Stats Part 3 Flashcards
(26 cards)
What is the chi-square test used for?
To assess whether observed categorical frequencies differ from expected frequencies.
What are the assumptions of a chi-square test?
Expected frequencies > 5, independent observations, categorical data.
What is the chi-square statistic?
The sum of squared differences between observed and expected frequencies, divided by expected frequencies.
When would you use a chi-square test of independence?
To test if two categorical variables are associated.
What is ANOVA?
Analysis of variance, used to compare means across three or more groups.
What is the null hypothesis in ANOVA?
That all group means are equal.
What does a significant F-statistic in ANOVA suggest?
At least one group mean differs from the others.
What are assumptions of ANOVA?
Normality, homogeneity of variances, independent observations.
What is the multiple comparisons problem?
Testing many hypotheses increases the chance of false positives.

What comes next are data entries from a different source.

PR #5843, opened 2022-02-26
Restore the useful part of the python3 checker

### LINKED ISSUE #5025: eq-without-hash check removed
### Bug description

```python
class A:
    def __init__(self) -> None:
        self.x = 5

    def __eq__(self, other: object) -> bool:
        return isinstance(other, A) and other.x == self.x
```

### Configuration

_No response_

### Command used

```shell
pylint test.py
```

### Pylint output

```shell
empty
```

### Expected behavior

Formerly `eq-without-hash` error was issued, but not more since pylint 2.11.

### Pylint version

```shell
pylint 2.11.1
astroid 2.8.0
[GCC 9.4.0]
```

### OS / Environment

Ubuntu 20.04.3 LTS \n \l

### Additional dependencies

_No response_

Pierre-Sassoulas:
## Type of Changes

## Description

~~This make a check that was optional, non-optional.~~

Closes #5025


pylint/checkers/python3.py
```diff
@@ -0,0 +1,40 @@
...
+
+from pylint import checkers, interfaces
+from pylint.checkers import utils
+from pylint.lint import PyLinter
+
+
+class Python3Checker(checkers.BaseChecker):
+
+    __implements__ = interfaces.IAstroidChecker
+    enabled = True
```
Pierre-Sassoulas, line 20:
```suggestion
    enabled = False
```
If we want to make this check optional we could do this.

Pierre-Sassoulas:
@jolaf FYI :)

jolaf:
@Pierre-Sassoulas Thanks!

DanielNoord:
We should probably also rename `Python3Checker`? Perhaps move this checker into the `extensions` and rename it?

Pierre-Sassoulas:
> We should probably also rename Python3Checker?

I think not touching it as the benefit of clarity for those that used the python3 checker before. How would you rename it ? I'm afraid if more checks are brought back and we named it ``eq_without_hash`` then the name do not make sense anymore with another check inside it. We could put the check in the codestyle checker though?

DanielNoord:
> > We should probably also rename Python3Checker?
> 
> I think not touching it as the benefit of clarity for those that used the python3 checker before. How would you rename it ? I'm afraid if more checks are brought back and we named it `eq_without_hash` then the name do not make sense anymore with another check inside it. We could put the check in the codestyle checker though?

There have been multiple checks of the previous checker in #5025 and nobody found any useful checkers except this one so I think we'll be fine. Either way, how many people will be looking for the specific line `class Python3Checker` compared to the number of future people that will wonder why this class is called `Python3Checker`.

I think it makes sense to just make this an extension and name it as such `EqualWithoutHashChecker`.

pylint/constants.py
```diff
@@ -80,8 +80,9 @@ class DeletedMessage(NamedTuple):
     old_names: List[Tuple[str, str]] = []
 
 
-DELETED_MSGID_PREFIXES = [
-    16,  # the PY3K+ checker, see https://github.com/PyCQA/pylint/pull/4942
+DELETED_MSGID_PREFIXES: List[int] = [
```
DanielNoord, line 83: I don't think we need the comment here. What does this tell us a year from now? Just instantiating an empty list and being able to add later to it is fine for now I think.

pylint/extensions/code_style.py
```diff
@@ -28,7 +28,7 @@ class CodeStyleChecker(BaseChecker):
        i.e. detect a common issue or improve performance
        => it should probably be part of the core checker classes
     2. Is it something that would improve code consistency,
-       maybe because it's slightly better with regards to performance
+       maybe because it's slightly better with regard to performance
```
DanielNoord, line 31: I think it should be `regards` actually, but I'm doubting myself.

pylint/extensions/eq_without_hash.py
```diff
@@ -0,0 +1,39 @@
...
+            "Used when a class implements __eq__ but not __hash__. Objects get "
+            "None as their default __hash__ implementation if they also implement __eq__.",
+        ),
+    }
+
+    @utils.check_messages("eq-without-hash")
+    def visit_classdef(self, node: nodes.ClassDef) -> None:
+        locals_and_methods = set(node.locals).union(x.name for x in node.mymethods())
+        if "__eq__" in locals_and_methods and "__hash__" not in locals_and_methods:
+            self.add_message("eq-without-hash", node=node)
```
DanielNoord, line 35: Do we want to add a confidence while we're at it?
Does `mymethods()` use inference? If not I think this should be `HIGH`.

tests/functional/ext/eq_without_hash/eq_without_hash.py
```diff
@@ -0,0 +1,11 @@
+"""Regression test for #5025"""
+
+# pylint: disable=invalid-name,missing-docstring, too-few-public-methods
```
DanielNoord, line 3:
```suggestion
# pylint: disable=invalid-name, missing-docstring, too-few-public-methods
```

DanielNoord (changes requested):
Last couple of questions!

pylint/extensions/code_style.py
jacobtylerwalls: from google: regard is the original "correct" one but regards is catching up quickly, so not a big deal either way.

pylint/extensions/eq_without_hash.py
Pierre-Sassoulas: It's only yielding FunctionDef:
```python
    def mymethods(self):
        """Iterate over all of the method defined in this class only.

        :returns: The methods defined on the class.
        :rtype: iterable(FunctionDef)
        """
        for member in self.values():
            if isinstance(member, FunctionDef):
                yield member
```
```suggestion
            self.add_message("eq-without-hash", node=node, confidence=interfaces.HIGH)
```

pylint/constants.py
```diff
@@ -80,8 +80,9 @@ class DeletedMessage(NamedTuple):
...
+    # The PY3K+ checker was deleted see https://github.com/PyCQA/pylint/pull/4942
+    # And then reinstated see https://github.com/PyCQA/pylint/issues/5025
 ]
```
Pierre-Sassoulas, line 86:
```suggestion
DELETED_MSGID_PREFIXES: List[int] = []
```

What is the Bonferroni correction?
A method to adjust p-values to reduce the chance of Type I errors in multiple testing.
What is linear regression?
A model that describes the relationship between a dependent variable and one or more predictors.
What is the slope coefficient in linear regression?
It represents the expected change in the outcome for a one-unit change in the predictor.
What does the intercept mean in linear regression?
The expected value of the outcome when all predictors are zero.
What is R-squared?
The proportion of variance in the outcome explained by the model.
What are the assumptions of linear regression?
Linearity, independence, homoscedasticity, normality of residuals.
What is logistic regression?
A model used to predict the probability of a binary outcome.
What is an odds ratio?
The ratio of the odds of an event occurring in one group to another.
Why can’t we use linear regression for binary outcomes?
Because it can predict probabilities outside the [0, 1] range.
What is bootstrapping?
A resampling method that draws repeated samples from the data with replacement.
What is permutation testing?
A method that shuffles data labels to test the null hypothesis without assumptions.
Why use bootstrapping?
To estimate confidence intervals and standard errors when the theoretical distribution is unknown.
What is a Monte Carlo simulation?
A technique using repeated random sampling to model uncertainty in a process.
When is simulation useful?
When analytical solutions are hard or when exploring complex systems.
What is the Shapiro-Wilk test?
A test for normality of a distribution.